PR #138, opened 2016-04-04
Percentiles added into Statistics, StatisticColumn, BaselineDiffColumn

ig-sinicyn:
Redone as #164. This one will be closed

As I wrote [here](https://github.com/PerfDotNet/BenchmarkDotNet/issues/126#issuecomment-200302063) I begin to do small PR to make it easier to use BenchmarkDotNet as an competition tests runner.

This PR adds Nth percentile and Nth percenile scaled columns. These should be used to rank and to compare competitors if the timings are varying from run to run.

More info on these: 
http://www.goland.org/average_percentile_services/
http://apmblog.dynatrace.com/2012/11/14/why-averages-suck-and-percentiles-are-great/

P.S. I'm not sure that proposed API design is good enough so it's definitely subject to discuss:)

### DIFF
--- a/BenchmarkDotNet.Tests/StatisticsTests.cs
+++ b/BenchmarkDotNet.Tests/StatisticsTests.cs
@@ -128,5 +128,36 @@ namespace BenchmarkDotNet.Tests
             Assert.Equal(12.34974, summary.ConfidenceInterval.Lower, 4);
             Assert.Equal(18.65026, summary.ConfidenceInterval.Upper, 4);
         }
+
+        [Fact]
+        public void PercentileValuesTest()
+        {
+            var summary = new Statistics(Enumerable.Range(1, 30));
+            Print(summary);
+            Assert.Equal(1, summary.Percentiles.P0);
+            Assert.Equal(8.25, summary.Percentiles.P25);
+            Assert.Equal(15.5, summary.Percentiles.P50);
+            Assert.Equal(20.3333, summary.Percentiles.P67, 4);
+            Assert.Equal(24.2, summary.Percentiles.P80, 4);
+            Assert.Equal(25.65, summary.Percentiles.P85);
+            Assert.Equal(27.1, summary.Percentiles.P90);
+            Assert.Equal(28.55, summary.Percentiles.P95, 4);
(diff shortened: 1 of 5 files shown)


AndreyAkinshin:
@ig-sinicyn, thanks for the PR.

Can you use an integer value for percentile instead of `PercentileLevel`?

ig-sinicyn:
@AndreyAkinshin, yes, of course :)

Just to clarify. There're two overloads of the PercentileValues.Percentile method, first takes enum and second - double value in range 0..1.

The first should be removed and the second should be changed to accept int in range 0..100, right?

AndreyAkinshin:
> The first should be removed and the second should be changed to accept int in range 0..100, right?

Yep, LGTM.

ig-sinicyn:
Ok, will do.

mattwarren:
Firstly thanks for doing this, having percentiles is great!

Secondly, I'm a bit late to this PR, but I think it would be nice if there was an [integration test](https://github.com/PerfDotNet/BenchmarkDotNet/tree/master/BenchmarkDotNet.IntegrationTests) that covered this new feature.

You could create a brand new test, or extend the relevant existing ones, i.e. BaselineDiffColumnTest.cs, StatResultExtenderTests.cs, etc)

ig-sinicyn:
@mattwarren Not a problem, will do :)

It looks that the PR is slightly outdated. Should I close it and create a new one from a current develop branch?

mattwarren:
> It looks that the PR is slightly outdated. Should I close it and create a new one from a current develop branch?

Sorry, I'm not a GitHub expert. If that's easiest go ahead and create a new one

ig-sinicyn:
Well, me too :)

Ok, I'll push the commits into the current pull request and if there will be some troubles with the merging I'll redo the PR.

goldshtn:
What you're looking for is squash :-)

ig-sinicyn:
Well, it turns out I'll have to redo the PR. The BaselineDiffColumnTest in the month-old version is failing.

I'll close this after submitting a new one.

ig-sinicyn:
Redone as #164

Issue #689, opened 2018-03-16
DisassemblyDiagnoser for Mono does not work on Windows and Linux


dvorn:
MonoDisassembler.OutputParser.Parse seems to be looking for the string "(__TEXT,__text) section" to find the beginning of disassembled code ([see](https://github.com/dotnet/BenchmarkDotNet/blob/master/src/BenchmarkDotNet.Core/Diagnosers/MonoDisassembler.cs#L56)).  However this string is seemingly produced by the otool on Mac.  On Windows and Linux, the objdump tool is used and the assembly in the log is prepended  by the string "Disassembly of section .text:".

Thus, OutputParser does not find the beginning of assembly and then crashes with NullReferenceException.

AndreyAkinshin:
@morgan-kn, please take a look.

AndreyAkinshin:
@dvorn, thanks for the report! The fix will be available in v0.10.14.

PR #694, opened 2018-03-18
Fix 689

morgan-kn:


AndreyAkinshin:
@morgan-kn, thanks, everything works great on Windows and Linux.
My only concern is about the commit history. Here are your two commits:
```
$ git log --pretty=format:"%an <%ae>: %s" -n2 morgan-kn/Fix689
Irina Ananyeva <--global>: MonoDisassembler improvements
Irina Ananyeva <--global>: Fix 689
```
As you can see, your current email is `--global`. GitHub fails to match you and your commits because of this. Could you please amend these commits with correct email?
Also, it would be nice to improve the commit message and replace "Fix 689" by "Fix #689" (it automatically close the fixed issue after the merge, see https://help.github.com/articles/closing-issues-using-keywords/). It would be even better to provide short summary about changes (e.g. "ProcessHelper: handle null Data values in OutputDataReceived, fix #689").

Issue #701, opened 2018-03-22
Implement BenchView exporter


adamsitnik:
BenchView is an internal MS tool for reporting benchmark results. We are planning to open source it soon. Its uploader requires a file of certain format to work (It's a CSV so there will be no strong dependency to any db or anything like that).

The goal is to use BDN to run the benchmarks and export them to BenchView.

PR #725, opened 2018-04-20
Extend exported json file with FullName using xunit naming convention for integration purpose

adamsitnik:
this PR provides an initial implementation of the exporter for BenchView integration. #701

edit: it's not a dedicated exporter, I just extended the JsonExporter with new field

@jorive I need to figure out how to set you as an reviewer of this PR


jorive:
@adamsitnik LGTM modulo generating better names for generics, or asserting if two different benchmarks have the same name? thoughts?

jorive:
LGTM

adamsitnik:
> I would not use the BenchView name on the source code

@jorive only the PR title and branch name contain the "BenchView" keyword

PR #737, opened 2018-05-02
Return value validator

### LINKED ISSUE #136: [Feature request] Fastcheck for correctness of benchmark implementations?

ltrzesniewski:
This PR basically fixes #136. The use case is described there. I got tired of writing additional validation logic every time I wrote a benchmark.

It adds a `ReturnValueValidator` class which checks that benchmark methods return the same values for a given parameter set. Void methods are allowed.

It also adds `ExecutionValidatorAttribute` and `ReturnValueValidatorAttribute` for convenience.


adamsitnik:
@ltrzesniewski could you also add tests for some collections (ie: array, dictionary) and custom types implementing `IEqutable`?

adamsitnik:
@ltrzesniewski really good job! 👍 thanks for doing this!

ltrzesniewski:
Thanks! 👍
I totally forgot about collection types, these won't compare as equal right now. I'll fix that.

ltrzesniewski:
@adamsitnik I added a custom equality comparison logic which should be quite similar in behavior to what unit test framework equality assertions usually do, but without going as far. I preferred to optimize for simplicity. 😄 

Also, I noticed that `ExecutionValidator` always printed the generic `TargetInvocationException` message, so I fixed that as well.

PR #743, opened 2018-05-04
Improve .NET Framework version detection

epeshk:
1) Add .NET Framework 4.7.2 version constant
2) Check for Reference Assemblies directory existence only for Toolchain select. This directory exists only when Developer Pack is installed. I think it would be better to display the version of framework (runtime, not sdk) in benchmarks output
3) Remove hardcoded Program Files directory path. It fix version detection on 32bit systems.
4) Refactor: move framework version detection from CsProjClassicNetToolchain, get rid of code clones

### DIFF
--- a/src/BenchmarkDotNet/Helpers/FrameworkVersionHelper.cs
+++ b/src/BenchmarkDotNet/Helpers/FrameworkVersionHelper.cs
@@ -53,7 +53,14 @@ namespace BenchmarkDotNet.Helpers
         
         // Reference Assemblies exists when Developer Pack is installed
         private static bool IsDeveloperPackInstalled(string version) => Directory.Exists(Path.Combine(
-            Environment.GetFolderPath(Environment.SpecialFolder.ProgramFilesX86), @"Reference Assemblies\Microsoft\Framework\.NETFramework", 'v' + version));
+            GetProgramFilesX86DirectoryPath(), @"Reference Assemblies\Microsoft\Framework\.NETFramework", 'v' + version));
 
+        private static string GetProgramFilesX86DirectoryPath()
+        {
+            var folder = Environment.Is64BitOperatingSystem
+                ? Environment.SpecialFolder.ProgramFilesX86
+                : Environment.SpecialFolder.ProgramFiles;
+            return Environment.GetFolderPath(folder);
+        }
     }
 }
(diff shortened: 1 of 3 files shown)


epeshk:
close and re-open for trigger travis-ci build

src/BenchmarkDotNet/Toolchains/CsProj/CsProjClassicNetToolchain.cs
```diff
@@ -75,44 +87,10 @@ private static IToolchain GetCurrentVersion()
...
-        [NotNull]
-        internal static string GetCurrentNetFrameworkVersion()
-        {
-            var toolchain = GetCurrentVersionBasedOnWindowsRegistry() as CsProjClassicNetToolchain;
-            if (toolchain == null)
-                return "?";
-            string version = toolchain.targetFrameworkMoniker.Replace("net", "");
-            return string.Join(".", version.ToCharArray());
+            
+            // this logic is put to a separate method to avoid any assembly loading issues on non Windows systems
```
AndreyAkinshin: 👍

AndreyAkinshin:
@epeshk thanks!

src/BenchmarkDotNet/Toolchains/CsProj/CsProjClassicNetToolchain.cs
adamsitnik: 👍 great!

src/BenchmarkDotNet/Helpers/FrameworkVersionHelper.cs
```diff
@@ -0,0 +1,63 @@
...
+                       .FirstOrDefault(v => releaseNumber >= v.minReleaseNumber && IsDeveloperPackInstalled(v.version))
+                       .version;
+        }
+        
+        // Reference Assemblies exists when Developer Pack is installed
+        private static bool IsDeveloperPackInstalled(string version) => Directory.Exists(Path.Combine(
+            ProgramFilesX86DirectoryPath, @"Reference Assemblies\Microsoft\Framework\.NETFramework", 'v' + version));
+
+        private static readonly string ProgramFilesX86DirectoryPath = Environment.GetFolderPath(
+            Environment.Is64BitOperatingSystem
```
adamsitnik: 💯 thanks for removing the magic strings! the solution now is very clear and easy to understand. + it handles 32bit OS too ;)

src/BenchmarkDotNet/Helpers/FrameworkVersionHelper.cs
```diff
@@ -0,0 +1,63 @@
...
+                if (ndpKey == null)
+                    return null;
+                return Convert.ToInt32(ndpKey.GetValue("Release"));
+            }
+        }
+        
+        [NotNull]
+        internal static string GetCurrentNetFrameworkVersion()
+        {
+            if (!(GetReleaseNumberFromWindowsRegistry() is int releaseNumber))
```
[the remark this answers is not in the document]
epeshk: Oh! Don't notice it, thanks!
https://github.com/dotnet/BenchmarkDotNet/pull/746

★ ★ ★ ★

Set down, exactly as they appear above, all lines from the one that has "2) Check for" down to the one that has "3) Remove hardcoded", including those two and no others.

2) Check for Reference Assemblies directory existence only for Toolchain select. This directory exists only when Developer Pack is installed. I think it would be better to display the version of framework (runtime, not sdk) in benchmarks output
3) Remove hardcoded Program Files directory path. It fix version detection on 32bit systems.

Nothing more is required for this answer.